Stored items »
++++++++++
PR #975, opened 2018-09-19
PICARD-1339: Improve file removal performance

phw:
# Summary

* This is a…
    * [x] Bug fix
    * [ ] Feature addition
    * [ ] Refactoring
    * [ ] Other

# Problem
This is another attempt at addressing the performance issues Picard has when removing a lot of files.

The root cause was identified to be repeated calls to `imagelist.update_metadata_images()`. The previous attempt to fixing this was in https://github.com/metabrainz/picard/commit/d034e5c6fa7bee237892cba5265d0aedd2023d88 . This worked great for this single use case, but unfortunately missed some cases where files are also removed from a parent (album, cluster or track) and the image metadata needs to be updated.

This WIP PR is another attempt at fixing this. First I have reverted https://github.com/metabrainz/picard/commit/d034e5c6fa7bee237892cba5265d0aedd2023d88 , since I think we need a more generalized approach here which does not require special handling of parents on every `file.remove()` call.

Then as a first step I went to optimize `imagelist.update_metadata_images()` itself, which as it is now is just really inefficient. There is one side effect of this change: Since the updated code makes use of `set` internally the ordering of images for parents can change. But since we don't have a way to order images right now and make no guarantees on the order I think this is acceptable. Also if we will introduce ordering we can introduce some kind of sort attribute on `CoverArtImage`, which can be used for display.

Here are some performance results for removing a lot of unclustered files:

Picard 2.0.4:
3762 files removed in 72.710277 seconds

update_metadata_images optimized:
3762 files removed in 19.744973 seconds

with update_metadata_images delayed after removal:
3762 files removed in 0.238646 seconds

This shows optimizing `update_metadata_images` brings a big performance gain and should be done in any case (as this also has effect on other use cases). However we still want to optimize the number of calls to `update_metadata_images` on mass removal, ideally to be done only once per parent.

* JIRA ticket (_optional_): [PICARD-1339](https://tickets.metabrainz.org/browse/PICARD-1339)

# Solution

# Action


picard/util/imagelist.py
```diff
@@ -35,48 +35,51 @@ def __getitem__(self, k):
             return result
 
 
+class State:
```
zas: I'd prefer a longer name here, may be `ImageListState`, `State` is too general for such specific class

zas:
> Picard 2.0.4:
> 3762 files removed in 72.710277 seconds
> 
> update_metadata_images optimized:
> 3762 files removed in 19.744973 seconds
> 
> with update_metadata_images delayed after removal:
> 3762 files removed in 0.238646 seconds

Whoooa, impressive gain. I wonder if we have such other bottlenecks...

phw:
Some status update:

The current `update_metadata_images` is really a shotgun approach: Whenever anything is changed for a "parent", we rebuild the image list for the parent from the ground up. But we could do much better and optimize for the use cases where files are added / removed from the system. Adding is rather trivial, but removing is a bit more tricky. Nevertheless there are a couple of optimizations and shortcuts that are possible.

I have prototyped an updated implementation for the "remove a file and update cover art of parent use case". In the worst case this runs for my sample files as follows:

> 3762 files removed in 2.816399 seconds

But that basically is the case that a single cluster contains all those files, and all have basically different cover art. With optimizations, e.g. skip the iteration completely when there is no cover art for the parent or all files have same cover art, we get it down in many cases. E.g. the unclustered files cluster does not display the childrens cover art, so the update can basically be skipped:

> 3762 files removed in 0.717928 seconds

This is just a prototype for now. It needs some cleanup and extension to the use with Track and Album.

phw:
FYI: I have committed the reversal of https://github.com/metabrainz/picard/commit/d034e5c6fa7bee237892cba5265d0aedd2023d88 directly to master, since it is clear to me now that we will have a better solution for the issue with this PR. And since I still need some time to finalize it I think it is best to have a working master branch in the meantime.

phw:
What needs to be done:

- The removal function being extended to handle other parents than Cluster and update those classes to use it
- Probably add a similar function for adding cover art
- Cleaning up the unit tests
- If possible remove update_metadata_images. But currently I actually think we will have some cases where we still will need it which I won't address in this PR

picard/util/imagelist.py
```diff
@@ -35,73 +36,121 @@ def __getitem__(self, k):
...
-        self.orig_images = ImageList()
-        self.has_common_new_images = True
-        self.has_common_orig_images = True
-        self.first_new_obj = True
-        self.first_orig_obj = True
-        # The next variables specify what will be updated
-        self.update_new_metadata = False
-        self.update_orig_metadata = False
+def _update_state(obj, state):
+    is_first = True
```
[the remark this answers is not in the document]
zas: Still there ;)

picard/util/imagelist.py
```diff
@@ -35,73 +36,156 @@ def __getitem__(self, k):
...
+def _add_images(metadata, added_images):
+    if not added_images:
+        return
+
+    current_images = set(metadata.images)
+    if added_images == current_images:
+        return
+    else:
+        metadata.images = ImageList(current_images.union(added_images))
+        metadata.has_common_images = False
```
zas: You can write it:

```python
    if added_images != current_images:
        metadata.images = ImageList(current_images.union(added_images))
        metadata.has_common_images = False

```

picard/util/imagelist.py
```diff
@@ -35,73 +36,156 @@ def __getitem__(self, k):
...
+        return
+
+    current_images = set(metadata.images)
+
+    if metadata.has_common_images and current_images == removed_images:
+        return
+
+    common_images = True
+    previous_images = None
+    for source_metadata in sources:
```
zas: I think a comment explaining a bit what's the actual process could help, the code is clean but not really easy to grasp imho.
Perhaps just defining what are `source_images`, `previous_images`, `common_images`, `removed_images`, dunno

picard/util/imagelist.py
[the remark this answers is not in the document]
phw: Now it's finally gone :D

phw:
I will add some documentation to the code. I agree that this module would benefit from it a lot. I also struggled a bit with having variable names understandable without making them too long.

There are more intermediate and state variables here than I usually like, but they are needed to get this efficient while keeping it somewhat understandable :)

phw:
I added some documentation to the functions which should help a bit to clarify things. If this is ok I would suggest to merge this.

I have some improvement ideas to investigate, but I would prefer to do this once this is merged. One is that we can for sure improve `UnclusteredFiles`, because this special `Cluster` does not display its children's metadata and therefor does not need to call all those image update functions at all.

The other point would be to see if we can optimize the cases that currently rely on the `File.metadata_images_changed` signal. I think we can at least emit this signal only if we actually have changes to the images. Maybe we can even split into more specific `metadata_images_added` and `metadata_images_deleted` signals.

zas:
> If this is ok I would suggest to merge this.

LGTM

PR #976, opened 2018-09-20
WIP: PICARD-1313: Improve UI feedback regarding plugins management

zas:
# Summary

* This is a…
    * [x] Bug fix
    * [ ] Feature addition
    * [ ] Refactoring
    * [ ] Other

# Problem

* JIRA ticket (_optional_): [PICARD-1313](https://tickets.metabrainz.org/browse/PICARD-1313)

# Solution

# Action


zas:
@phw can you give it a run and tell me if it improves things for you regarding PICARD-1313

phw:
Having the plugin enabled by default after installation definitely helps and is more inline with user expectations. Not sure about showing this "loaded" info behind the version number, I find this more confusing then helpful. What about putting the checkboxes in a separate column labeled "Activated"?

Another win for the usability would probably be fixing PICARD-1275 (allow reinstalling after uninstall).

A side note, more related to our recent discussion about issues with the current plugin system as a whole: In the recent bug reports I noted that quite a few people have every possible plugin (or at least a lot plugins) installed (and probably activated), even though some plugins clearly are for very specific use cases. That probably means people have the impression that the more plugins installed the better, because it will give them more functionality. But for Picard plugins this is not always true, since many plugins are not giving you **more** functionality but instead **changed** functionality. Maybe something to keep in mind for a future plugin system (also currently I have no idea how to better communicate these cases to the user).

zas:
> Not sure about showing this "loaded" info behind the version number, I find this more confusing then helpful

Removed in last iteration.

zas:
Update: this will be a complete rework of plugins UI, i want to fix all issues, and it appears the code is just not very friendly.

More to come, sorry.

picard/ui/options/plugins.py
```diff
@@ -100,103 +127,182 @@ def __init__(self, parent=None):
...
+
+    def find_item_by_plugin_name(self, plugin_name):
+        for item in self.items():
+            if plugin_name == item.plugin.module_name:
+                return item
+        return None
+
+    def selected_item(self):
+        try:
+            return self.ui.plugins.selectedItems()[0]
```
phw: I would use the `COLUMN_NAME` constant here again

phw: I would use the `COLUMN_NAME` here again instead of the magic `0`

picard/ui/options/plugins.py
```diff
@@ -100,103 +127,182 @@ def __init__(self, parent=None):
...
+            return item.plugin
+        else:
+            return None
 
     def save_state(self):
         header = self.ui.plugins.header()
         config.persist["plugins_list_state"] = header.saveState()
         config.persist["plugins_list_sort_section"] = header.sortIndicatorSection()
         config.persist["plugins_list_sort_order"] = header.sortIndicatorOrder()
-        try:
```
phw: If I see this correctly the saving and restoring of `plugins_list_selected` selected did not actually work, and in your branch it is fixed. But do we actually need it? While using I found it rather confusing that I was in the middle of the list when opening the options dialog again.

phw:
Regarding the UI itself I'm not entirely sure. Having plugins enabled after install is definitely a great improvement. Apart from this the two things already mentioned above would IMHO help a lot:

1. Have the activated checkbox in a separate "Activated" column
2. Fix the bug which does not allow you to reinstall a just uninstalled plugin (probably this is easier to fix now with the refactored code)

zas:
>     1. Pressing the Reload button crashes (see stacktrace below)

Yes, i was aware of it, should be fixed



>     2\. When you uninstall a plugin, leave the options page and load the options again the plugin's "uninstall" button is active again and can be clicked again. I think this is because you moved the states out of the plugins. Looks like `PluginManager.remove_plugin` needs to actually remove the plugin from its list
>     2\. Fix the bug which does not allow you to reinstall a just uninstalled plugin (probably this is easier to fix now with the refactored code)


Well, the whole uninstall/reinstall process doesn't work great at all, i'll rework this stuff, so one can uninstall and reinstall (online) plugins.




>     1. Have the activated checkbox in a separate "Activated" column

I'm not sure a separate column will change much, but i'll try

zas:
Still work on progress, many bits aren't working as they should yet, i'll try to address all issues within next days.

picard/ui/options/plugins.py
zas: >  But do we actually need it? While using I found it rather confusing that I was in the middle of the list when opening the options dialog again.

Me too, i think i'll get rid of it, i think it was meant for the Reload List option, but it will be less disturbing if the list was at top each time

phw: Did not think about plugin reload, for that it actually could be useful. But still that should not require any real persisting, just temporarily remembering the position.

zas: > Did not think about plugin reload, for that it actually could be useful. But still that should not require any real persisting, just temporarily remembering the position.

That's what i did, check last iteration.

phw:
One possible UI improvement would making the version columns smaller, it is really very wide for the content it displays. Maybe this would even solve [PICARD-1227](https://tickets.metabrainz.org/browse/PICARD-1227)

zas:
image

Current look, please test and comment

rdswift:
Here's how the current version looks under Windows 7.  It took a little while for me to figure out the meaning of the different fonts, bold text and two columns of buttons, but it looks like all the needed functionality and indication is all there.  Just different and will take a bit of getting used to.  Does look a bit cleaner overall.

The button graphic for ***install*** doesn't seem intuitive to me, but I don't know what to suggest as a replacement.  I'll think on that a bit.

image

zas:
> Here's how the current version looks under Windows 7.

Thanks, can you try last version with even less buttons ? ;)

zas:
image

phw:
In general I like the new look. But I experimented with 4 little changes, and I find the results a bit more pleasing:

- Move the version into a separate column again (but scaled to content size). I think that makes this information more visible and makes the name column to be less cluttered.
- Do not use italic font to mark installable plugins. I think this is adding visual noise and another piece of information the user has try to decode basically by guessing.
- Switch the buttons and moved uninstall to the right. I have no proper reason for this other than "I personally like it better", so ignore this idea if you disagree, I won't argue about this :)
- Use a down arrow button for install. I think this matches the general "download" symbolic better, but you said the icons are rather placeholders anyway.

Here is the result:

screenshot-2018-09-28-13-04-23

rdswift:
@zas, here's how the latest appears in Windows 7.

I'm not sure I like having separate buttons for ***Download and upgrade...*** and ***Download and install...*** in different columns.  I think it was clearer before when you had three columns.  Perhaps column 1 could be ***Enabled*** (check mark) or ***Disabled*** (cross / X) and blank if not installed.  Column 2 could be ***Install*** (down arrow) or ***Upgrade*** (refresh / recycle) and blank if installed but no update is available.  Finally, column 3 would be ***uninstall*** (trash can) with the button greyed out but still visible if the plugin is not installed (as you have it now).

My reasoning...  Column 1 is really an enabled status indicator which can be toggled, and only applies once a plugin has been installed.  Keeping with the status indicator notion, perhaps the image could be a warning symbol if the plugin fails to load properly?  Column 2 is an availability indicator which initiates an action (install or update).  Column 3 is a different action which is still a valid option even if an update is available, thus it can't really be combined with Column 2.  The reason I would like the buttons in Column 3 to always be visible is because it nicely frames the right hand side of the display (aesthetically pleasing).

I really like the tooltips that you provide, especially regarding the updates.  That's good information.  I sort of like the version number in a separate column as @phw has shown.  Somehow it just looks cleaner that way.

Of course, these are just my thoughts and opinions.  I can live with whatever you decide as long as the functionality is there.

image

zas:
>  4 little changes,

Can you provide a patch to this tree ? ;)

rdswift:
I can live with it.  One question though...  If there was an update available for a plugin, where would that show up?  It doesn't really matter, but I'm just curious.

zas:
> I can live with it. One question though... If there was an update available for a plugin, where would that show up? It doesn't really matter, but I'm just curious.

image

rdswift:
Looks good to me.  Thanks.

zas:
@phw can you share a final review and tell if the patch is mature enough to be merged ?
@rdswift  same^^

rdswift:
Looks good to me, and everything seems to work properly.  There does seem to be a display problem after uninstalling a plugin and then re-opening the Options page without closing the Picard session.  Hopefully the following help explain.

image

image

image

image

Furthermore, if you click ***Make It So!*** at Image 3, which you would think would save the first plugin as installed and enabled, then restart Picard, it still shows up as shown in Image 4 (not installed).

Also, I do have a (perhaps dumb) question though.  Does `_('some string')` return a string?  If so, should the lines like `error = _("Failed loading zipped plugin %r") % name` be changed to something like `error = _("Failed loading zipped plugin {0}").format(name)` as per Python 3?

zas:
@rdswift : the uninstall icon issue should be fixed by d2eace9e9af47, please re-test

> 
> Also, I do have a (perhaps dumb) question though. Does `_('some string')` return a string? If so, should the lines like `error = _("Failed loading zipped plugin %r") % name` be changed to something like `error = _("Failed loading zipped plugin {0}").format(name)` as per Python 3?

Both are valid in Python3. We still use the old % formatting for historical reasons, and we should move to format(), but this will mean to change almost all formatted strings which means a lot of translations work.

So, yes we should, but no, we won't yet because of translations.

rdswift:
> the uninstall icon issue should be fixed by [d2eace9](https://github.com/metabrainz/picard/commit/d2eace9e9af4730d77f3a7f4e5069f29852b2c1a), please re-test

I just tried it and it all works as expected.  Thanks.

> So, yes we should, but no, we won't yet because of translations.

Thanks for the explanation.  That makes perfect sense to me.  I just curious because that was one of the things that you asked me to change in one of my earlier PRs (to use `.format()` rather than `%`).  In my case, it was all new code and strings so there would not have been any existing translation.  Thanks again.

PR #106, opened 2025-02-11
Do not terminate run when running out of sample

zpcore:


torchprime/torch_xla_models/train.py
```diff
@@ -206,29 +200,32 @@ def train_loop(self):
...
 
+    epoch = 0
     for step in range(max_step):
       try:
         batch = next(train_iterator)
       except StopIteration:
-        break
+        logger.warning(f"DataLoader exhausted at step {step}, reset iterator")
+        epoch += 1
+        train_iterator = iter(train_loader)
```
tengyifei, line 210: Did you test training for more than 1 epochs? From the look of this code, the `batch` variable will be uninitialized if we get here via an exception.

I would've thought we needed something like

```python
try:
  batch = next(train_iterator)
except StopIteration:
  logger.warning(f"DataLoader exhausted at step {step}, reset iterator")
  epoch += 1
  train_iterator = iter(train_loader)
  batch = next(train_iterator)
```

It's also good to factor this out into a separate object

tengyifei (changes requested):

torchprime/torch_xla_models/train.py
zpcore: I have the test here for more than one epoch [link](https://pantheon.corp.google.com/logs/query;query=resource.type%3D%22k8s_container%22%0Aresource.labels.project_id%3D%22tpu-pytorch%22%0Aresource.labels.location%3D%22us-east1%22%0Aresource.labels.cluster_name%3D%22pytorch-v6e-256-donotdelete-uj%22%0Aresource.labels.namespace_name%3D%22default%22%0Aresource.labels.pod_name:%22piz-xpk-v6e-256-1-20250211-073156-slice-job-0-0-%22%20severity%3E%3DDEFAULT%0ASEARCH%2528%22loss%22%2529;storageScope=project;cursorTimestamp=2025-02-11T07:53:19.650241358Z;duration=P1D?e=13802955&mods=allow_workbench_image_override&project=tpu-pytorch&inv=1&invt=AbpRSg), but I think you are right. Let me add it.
++++++++++
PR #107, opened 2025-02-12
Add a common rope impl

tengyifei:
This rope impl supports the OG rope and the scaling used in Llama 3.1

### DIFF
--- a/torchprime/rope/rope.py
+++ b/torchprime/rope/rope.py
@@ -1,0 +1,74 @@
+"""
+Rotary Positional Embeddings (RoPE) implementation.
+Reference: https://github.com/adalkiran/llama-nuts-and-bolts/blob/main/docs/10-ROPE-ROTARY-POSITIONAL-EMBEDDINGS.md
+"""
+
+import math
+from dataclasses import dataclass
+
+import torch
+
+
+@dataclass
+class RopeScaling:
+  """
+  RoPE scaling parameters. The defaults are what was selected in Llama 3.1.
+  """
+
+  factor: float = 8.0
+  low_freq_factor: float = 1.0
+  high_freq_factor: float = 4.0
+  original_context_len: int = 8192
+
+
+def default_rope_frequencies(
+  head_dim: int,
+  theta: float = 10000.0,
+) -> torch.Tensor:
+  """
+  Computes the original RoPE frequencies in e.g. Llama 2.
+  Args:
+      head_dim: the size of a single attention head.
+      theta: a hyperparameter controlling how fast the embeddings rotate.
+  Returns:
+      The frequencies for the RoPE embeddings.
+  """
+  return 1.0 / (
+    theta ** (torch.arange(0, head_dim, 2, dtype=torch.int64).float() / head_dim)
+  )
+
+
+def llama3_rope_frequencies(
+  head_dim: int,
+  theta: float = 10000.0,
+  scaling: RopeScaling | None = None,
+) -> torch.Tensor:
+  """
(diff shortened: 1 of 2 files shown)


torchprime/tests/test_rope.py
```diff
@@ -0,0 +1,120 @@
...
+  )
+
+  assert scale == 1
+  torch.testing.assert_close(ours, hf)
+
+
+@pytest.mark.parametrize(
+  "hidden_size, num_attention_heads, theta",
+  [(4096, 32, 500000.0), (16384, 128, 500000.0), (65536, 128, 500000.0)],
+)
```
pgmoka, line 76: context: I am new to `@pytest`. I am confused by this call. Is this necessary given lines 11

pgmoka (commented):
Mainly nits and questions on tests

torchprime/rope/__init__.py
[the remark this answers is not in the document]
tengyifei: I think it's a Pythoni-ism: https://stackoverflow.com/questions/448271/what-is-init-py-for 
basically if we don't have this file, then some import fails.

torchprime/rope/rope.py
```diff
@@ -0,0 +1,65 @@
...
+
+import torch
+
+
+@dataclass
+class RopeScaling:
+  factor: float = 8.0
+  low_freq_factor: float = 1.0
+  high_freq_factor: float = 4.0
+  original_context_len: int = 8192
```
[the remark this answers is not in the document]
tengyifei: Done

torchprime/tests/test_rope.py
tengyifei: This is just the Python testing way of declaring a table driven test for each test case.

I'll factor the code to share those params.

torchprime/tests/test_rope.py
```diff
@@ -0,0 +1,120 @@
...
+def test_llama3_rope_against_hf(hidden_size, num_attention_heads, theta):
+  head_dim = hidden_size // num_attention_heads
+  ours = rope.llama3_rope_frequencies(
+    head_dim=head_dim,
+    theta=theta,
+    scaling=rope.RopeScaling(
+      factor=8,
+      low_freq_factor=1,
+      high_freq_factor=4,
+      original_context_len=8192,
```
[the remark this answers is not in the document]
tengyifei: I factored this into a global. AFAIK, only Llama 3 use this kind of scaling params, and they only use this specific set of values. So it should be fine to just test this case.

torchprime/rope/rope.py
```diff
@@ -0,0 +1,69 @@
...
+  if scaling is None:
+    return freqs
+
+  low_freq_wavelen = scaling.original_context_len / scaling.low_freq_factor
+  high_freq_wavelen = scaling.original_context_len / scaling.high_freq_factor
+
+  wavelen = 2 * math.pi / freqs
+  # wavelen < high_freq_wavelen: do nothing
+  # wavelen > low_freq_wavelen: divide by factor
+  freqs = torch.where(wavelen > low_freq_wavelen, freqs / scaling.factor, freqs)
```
++++++++++
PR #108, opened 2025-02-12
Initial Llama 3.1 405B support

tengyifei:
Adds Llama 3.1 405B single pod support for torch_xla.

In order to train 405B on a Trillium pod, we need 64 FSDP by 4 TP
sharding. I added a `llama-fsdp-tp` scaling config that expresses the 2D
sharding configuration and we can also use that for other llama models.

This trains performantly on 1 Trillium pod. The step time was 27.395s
++++++++++
Exercise objective » The reply should consist solely of the lines above from the one that has "PR #975, opened 2018-09-19" through the one that has "This WIP PR", reproduced exactly.

Task result »
PR #975, opened 2018-09-19
PICARD-1339: Improve file removal performance

phw:
# Summary

* This is a…
    * [x] Bug fix
    * [ ] Feature addition
    * [ ] Refactoring
    * [ ] Other

# Problem
This is another attempt at addressing the performance issues Picard has when removing a lot of files.

The root cause was identified to be repeated calls to `imagelist.update_metadata_images()`. The previous attempt to fixing this was in https://github.com/metabrainz/picard/commit/d034e5c6fa7bee237892cba5265d0aedd2023d88 . This worked great for this single use case, but unfortunately missed some cases where files are also removed from a parent (album, cluster or track) and the image metadata needs to be updated.

This WIP PR is another attempt at fixing this. First I have reverted https://github.com/metabrainz/picard/commit/d034e5c6fa7bee237892cba5265d0aedd2023d88 , since I think we need a more generalized approach here which does not require special handling of parents on every `file.remove()` call.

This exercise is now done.